Kerry Torrens, a British nutritionist, said the Paleo diet is not the ideal diet plan if you aim to lose weight since the goal of a Paleo diet is to promote a natural way of eating and food consumption. She highlights that the Paleo diet cuts off sugar, salt, refined, and processed food.
Torrens also said that a Paleo diet is more in tune with the natural digestive processes and how our bodies are fueled. Their food is low in fat but high in protein as the diet veers its focus in the consumption of wild and lean meat. The diet also contains a large amount of plant-based foods.

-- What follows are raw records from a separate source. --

PR #851, opened 2025-04-01
Snapshot cache invalidation

StepanBrychta:
### Checklist

### DIFF
--- a/snapshots/snapshot_recorder/src/snapshot_recorder.py
+++ b/snapshots/snapshot_recorder/src/snapshot_recorder.py
@@ -8,6 +8,7 @@ Elasticsearch.
 
 import json
 import os
+import time
 
 import boto3
 from elasticsearch import Elasticsearch
@@ -18,12 +19,7 @@ def get_sns_messages(event):
     """
     Extracts messages from an SNS event sent to a Lambda function.
     """
-    try:
-        event_records = event["Records"]
-    except KeyError:
-        pass
-
-    for record in event_records:
+    for record in event["Records"]:
         print(f"Working on record: {record!r}")
         assert record["EventSource"] == "aws:sns", record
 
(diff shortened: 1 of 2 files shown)


snapshots/snapshot_recorder/src/snapshot_recorder.py
```diff
@@ -18,12 +19,7 @@ def get_sns_messages(event):
     """
     Extracts messages from an SNS event sent to a Lambda function.
     """
-    try:
-        event_records = event["Records"]
```
agnesgaroux, line 22: Did you remove this check because there's virtually no way SNS will come without `Records`?

snapshots/snapshot_recorder/src/snapshot_recorder.py
```diff
@@ -63,6 +59,26 @@ def prepare_message_for_indexing(completed_snapshot):
     }
 
 
+def invalidate_old_snapshot(completed_snapshot):
+    """
+    Removes any cached versions of the snapshot from the CloudFront distribution, ensuring
+    that the next time someone accesses the snapshot URL, they receive the latest version.
+    """
+    s3_key = completed_snapshot["snapshotResult"]["s3Location"]["key"]
```
agnesgaroux, line 67: Will this evaluate to `catalogue/v2/`, meaning the cached image snapshot will be invalidated too?

snapshots/terraform/stack/snapshot_recorder/main.tf
```diff
@@ -1,5 +1,6 @@
 locals {
-  secret_id = "catalogue/snapshots/write_user"
+  secret_id                       = "catalogue/snapshots/write_user"
+  collection_data_distribution_id = "E26LQLWZB3P1Q0"
```
agnesgaroux, line 3: Should we output the distribution id [here](https://github.com/wellcomecollection/catalogue-api/blob/main/terraform/snapshots/outputs.tf) and get it from the remote state?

However, other views debunked Torrens' claims. It was impractical to base a diet on prehistoric times when the human body evolved through millenniums. The ways of modern 21st-century living are drastically different from our ancestors as they have to hunt and gather their food.
What's inside the diet?
Since agriculture was not yet developed during the Paleolithic Age, people during the said era had a different digestive tract. Over time, with the revolution in food preparation, cultivation, and the consumption of processed foods, there may be some foods that cannot be digested by our system.
Thus, food such as root vegetables, crops, legumes, peanuts, cereal grains, potatoes, processed foods, dairy, salt refined vegetable oils, refined sugars, to name a few, affect your gastrointestinal tract.
For your meal plan, consider eating meat, fish, eggs, vegetables, fruits, nuts, spices, herbs, and healthy fats instead. Regularly consuming these can help improve the overall health of your digestive system and your body.
You can also indulge yourself with some treats such as chocolates and wine. Opt for dark chocolates as the cocoa content is 70% higher. As for wine, fill your stash with red wine since they are rich in antioxidants and other beneficial nutrients.
You can also drink tea (specifically green tea) and coffee. Both of these have high antioxidants contents.